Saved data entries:
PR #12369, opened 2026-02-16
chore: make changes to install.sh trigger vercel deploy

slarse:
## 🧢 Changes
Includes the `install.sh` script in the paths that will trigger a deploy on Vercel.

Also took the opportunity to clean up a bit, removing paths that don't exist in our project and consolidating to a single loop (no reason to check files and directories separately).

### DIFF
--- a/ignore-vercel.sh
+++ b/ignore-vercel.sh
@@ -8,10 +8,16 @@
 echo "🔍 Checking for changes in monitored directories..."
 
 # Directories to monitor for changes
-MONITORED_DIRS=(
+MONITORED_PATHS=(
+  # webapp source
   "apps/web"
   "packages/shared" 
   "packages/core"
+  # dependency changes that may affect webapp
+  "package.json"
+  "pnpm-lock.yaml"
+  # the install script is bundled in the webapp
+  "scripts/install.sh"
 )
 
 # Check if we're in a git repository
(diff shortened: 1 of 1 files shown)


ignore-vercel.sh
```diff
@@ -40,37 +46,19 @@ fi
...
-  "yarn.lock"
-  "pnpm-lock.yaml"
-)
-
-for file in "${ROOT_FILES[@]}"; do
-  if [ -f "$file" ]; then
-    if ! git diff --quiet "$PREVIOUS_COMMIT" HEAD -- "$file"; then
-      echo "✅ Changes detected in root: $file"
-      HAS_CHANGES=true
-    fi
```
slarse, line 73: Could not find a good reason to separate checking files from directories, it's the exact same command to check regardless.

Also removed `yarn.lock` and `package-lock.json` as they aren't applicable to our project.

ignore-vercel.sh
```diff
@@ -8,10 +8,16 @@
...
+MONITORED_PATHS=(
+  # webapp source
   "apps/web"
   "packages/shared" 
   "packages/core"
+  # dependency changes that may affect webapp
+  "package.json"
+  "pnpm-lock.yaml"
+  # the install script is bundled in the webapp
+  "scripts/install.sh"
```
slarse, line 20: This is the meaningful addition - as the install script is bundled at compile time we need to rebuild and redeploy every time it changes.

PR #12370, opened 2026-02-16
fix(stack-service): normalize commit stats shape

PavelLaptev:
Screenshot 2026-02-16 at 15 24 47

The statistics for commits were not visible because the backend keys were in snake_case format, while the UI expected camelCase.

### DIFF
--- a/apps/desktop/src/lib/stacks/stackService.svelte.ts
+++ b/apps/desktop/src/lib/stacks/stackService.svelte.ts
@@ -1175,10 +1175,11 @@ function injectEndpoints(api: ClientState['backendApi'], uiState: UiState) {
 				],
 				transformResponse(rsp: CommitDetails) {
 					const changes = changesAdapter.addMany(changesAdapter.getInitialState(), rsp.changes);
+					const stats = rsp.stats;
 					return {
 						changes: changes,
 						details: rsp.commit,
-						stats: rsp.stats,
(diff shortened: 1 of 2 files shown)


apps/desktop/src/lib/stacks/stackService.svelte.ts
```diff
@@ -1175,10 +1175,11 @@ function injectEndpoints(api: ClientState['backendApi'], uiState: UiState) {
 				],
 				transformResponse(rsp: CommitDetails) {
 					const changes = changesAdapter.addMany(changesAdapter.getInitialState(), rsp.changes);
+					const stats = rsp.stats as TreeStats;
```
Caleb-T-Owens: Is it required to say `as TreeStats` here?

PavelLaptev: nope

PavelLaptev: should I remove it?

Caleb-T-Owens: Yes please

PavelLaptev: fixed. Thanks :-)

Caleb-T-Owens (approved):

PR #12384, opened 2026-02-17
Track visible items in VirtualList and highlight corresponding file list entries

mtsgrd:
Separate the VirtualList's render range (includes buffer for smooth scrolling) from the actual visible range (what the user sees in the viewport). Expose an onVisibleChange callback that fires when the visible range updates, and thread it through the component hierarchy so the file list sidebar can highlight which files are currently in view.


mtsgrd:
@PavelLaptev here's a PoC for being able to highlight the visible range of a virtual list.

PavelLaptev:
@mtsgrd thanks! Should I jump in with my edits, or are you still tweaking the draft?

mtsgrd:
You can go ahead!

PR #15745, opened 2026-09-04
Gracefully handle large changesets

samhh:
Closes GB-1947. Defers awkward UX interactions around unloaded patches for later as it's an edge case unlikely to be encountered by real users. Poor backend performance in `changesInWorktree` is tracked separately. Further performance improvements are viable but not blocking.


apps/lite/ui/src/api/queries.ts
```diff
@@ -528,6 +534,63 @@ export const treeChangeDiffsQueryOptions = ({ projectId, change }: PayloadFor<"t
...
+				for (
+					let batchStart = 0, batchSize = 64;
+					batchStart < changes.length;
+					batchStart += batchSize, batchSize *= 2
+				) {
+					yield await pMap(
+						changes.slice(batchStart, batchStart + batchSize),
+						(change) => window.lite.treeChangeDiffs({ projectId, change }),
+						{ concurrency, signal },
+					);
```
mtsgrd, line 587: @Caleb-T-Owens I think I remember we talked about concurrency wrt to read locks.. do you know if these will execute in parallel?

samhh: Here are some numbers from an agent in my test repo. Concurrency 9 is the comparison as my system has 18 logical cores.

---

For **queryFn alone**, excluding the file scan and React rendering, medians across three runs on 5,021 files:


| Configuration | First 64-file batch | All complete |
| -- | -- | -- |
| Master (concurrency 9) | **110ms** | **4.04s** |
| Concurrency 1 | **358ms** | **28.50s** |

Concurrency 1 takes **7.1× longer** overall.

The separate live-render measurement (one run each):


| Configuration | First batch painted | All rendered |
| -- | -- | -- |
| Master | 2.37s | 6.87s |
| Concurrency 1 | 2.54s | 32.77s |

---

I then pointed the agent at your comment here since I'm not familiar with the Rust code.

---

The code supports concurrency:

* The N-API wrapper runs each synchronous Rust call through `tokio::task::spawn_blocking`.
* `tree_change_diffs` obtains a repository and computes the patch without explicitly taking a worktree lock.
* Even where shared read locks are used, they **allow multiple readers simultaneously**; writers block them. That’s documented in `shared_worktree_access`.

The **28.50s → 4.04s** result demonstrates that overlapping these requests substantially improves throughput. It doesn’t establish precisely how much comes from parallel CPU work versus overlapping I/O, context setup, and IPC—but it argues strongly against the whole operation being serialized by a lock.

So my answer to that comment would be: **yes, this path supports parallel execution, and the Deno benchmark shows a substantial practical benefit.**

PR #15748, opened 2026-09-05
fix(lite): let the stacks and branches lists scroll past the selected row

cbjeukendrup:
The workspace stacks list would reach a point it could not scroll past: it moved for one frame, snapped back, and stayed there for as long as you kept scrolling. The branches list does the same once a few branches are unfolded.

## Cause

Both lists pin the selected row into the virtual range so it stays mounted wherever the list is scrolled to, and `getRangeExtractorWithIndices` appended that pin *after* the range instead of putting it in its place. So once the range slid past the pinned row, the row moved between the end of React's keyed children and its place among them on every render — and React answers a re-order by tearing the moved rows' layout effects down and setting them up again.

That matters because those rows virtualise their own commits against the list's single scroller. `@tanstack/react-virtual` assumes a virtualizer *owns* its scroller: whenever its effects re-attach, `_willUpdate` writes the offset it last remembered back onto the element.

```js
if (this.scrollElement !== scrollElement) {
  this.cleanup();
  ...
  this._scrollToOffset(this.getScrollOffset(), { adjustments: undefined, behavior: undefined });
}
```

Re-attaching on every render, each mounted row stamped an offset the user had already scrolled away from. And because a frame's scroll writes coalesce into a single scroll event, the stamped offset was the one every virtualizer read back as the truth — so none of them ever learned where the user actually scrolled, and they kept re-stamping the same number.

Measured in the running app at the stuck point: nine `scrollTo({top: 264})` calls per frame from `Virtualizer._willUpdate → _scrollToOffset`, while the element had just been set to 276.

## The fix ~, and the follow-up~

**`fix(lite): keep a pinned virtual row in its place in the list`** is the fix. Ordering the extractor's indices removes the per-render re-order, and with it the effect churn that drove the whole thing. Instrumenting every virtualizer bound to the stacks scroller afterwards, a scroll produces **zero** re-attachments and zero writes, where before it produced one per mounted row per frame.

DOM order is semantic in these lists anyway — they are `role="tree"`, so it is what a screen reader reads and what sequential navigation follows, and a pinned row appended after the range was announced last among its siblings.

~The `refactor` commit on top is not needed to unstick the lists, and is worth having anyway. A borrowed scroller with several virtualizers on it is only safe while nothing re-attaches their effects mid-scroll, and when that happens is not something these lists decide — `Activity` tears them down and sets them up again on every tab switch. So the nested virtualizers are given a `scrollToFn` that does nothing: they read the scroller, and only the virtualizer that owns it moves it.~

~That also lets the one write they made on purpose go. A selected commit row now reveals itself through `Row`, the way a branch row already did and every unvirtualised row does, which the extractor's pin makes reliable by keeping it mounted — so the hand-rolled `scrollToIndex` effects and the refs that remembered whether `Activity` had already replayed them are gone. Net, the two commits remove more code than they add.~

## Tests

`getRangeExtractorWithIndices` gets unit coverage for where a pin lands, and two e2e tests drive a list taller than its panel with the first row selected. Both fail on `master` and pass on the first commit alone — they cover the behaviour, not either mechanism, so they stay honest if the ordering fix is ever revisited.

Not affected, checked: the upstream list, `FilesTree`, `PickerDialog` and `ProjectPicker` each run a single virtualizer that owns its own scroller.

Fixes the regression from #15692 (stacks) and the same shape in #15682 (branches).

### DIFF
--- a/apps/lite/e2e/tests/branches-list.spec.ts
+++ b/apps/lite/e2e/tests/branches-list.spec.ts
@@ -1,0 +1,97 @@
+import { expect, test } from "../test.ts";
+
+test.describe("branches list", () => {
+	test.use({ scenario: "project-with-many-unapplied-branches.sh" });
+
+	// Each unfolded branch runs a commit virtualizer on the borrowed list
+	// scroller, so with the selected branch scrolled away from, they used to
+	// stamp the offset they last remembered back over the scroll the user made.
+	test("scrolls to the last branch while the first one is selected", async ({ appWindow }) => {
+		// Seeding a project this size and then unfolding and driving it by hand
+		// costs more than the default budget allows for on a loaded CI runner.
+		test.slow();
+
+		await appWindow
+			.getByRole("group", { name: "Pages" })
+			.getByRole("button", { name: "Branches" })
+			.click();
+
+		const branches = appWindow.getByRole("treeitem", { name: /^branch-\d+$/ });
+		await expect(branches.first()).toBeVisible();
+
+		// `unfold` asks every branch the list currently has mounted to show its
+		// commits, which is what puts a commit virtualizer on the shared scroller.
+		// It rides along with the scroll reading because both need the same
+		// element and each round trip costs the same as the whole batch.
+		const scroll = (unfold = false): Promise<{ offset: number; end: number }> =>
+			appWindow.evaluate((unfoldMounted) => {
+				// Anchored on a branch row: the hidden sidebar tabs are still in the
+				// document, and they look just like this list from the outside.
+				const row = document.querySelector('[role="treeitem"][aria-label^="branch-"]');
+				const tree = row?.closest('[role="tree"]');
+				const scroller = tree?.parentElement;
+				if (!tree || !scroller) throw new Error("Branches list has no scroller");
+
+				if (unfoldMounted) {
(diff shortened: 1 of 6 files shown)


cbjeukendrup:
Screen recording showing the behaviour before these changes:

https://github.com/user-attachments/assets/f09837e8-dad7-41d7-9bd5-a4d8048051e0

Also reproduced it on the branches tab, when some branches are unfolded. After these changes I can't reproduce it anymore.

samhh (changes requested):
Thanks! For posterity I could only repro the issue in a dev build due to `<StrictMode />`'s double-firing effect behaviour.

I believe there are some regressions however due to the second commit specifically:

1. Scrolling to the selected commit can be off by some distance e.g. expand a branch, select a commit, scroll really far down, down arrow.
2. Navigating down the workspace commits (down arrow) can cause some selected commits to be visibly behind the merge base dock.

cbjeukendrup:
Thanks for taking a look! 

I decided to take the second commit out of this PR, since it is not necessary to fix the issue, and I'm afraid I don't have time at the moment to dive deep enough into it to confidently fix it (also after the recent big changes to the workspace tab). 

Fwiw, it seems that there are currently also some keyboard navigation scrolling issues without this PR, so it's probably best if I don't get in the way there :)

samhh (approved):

■ What is being asked ■
Each line in the entries above, starting at the line with "Not affected, checked: the" and ending at the line with "-1,0 +1,97 @@", is to be printed exactly, and only those lines.

■ Response box ■
Not affected, checked: the upstream list, `FilesTree`, `PickerDialog` and `ProjectPicker` each run a single virtualizer that owns its own scroller.

Fixes the regression from #15692 (stacks) and the same shape in #15682 (branches).

### DIFF
--- a/apps/lite/e2e/tests/branches-list.spec.ts
+++ b/apps/lite/e2e/tests/branches-list.spec.ts
@@ -1,0 +1,97 @@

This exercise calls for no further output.